Many residents haven't signed up simply because they're not concerned that their houses will lose value, he says. And thus far the confidence has been well placed: since he became executive director in 2004, Pannaralla says the group hasn't paid out a single claim.

4. Engage in Short-Selling

For those who don't live in cities with protection plans -- or who simply didn't enroll in them -- and who find their home loans worth more than their home, there may be another option: the short sale.

Short-selling houses has one major advantage to short selling stocks: there's no downside risk. Arranged properly, the lender, not the borrower, takes the loss.

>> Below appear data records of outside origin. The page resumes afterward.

PR #267, opened 2025-07-30
feat/automate model selection

vishpillai123:
## changes
- Created a mean bias score for a model by aggregating bias scores across flags and normalizing by the number of valid comparisons (# of "no bias", "low", "medium", and "high" flags while leaving out "insufficient data" flags).
- The docstring for `aggregate_bias_scores` has a lot of detail on how we're calculating mean bias score and context for the design. 
- To summarize our bias score calculation briefly (if you have questions, please refer to the docstring), we use the FNR magnitude as a bias flag score then weigh each score using  flag weights, which are 1.0 for high, 0.75 for medium, and 0.25 for low. We then sum all weighed scores and then divide by the number of valid comparisons.
- Added "model selection" section in our templates where we re-rank the top runs after bias evaluation by using "test_recall", "test_roc_auc", and "test_bias_score_mean". I tried to keep the number of metrics in the final section simple since we are already sorting for 6 metrics before we evaluate bias (log_loss/recall/roc_auc for test and val). Though, I bumped up the number that we are evaluating in the template from 3 -> 5, so we can evaluate more runs and ensure we're grabbing the best run.
- Added `tomlkit` dependency so we can select a model, then update the config directly by updating the run_id and experiment_id. This dependency is needed because it allows us to write to .toml files while preserving formatting. 
- Added "update_metadata" function so we can update the config after selecting a model. 

## context
- Manually selecting a model and updating the config is a current pain point in our workflow.
- Once we can automatically select a model & update the config directly then we can now run retraining pipelines all the way from preprocessing -> training -> create preliminary shap values -> create model card.
- Previously we were stuck between the 2nd and 3rd step (training -> create preliminary shap values), since we had to choose a model manually.
- By including a bias score, we can effectively find the best model according to performance and bias in a “hands-off” approach when running the training notebook.
- This enables us to start creating retraining pipelines.

## questions
- This is a pretty big PR, so let me know if you have questions. I tested the model selection on two schools and both gave solid results as the best model. 
- Let me know if you have any suggestions or concerns for how we calculate bias score or how we are selecting the top model.


pipelines/pdp/institution_id/02-train-model-TEMPLATE.py
```diff
@@ -286,3 +286,35 @@
...
+
+# MAGIC %md
+# MAGIC # model selection
+
+# COMMAND ----------
+
+# Rank top runs again after evaluation for model selection
+selected_runs = modeling.evaluation.get_top_runs(
+    experiment_id,
+    optimization_metrics=[
```
nm3224, line 300: i like this! what made you choose recall and roc_auc as the two metrics? why not like f1 and log loss or something? or accuracy? just curious

src/student_success_tool/modeling/bias_detection.py
```diff
@@ -341,6 +355,75 @@ def flag_bias(
...
+    """
+    Create model bias score by aggregating bias flag scores, while accounting
+    for valid subgroup comparisons. A bias score for a flag is simply its FNR magnitude.
+
+    We also use flag weights to ensure we're accounting for statistical significance, which is baked
+    into each flag (e.g. low has a p-value less than 0.1; medium or high has p-values less than 0.01).
+    This design captures both magnitude and statistical strength of disparities.
+
+    Once we sum all of our weighted bias flag scores, we then normalize using the number of valid
+    comparisons, which is the sum of all "no bias", "low", "medium", and "high" bias flags, while
```
nm3224, line 371: what's the benefit of having the sum? TBH most of the time i just look to see if there's high or medium bias - and if it's not in the test set then i generally write it off - but if it is in the test set i check to see how drastic it really is then decide if we should re-train. I think it could be cool if we could incorporate into this like a message that says "high bias in test set > retraining advised" or smth like that that tells u the severity of the issue and what action should be taken

vishpillai123: We're doing this for each split, so test is calculated separately from validate or train. 

Sum is done for our final score, in which we then divide by the number of valid comparisons. So, overall, we get an "average" bias score for a model. Does that make sense?

nm3224:
overall nice job i really like this and am excited for automation + scaling!! woohoo

pipelines/pdp/institution_id/02-train-model-TEMPLATE.py
vishpillai123: Yeah so we can talk about this more as a team, but school usually care the most about recall generally-speaking. 

ROC AUC is included to understand how well the model is distinguishing positive vs. negative class. I use it when I'm selecting a model in order to look at the model's ranking/discrimination ability.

In a housing short sale, the borrower sells his house for less than the amount of the mortgage, takes a hit on his credit report, and moves free and clear of any housing debt.

If it sounds like there must be a doozie of a catch, there is.

Lenders must agree to the short sale. And typically they'll only do that if the house is at risk of foreclosure, and they believe a short sale will be more cost effective.

But lenders are increasingly finding it in their interest to agree to short sales. When housing prices were rising, homes were virtually never worth less than the outstanding mortgage. Now over 10% of the almost 129,000 Los Angeles County homes listed on ZipRealty are short sales.

Homeowners must be sure the bank has agreed to forgo the deficiency when they set up short sales, says John McConnin, partner in the San Diego-based UpsideDownRealEstate. Otherwise, the lawyer and real estate agent says, homeowners may be better protected by going into foreclosure.

But though some homeowners may be able to mitigate their losses, others can do nothing but wish they had bought into the market at a better time.

"If you buy an asset and the value declines you've taken a loss," says Miller of Sensible Financial. "There's no undo button."